• TASK GOAL
Once the line containing "1. Investigate the" has been copied, stop; copy every line before it exactly, beginning with the first line of the material below.

══ SOURCE MATERIAL

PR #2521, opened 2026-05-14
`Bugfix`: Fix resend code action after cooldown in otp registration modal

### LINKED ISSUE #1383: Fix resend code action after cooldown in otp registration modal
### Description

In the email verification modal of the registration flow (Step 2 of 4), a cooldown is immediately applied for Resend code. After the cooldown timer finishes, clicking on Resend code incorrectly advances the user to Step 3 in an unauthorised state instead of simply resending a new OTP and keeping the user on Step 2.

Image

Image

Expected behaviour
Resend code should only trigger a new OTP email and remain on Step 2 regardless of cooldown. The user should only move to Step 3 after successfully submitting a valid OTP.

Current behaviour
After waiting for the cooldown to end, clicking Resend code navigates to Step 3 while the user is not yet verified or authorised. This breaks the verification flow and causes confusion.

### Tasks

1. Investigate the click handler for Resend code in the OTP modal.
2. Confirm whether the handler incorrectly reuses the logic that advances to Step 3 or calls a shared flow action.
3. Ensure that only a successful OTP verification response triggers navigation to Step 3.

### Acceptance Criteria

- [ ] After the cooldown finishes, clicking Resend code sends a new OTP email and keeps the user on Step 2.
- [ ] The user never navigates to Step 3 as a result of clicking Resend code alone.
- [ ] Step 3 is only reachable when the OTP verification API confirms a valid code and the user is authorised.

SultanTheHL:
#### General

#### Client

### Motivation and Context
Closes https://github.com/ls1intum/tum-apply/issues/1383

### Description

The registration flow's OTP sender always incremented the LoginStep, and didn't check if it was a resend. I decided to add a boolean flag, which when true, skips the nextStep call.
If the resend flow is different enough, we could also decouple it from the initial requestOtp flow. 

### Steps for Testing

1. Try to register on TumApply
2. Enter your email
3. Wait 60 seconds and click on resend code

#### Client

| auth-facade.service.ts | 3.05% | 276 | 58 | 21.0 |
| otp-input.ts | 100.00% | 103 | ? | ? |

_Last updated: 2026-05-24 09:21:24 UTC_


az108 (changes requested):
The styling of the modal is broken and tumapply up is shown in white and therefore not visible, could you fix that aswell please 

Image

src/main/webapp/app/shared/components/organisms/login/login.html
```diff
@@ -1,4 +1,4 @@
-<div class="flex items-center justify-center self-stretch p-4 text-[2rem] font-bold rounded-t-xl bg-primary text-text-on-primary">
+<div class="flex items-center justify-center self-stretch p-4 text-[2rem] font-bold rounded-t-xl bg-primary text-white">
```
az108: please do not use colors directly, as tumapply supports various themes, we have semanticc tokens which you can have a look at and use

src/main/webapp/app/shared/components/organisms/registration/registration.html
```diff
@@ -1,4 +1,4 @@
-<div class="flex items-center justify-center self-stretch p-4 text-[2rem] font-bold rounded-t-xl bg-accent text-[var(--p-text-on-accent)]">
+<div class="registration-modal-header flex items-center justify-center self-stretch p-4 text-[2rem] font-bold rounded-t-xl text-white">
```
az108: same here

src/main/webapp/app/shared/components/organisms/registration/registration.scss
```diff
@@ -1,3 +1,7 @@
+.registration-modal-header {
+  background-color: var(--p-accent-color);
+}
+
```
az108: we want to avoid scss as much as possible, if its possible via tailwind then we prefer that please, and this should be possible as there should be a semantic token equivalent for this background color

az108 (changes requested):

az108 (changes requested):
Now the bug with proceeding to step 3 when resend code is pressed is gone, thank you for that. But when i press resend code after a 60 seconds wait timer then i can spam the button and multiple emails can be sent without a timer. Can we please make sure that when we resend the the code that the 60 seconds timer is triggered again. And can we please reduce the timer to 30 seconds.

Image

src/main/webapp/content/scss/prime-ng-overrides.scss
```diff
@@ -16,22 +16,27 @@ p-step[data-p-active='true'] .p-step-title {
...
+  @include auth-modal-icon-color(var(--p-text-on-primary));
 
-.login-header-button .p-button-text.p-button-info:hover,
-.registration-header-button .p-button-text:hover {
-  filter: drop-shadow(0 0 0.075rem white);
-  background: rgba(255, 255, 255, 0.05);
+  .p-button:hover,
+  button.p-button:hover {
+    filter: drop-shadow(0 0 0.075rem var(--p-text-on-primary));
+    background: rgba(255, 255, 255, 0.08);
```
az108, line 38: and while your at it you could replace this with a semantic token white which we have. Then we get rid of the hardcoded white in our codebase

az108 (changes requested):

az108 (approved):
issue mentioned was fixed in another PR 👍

════

• SOLUTION FOR THIS EXERCISE
PR #2521, opened 2026-05-14
`Bugfix`: Fix resend code action after cooldown in otp registration modal

### LINKED ISSUE #1383: Fix resend code action after cooldown in otp registration modal
### Description

In the email verification modal of the registration flow (Step 2 of 4), a cooldown is immediately applied for Resend code. After the cooldown timer finishes, clicking on Resend code incorrectly advances the user to Step 3 in an unauthorised state instead of simply resending a new OTP and keeping the user on Step 2.

Image

Image

Expected behaviour
Resend code should only trigger a new OTP email and remain on Step 2 regardless of cooldown. The user should only move to Step 3 after successfully submitting a valid OTP.

Current behaviour
After waiting for the cooldown to end, clicking Resend code navigates to Step 3 while the user is not yet verified or authorised. This breaks the verification flow and causes confusion.

### Tasks

1. Investigate the click handler for Resend code in the OTP modal.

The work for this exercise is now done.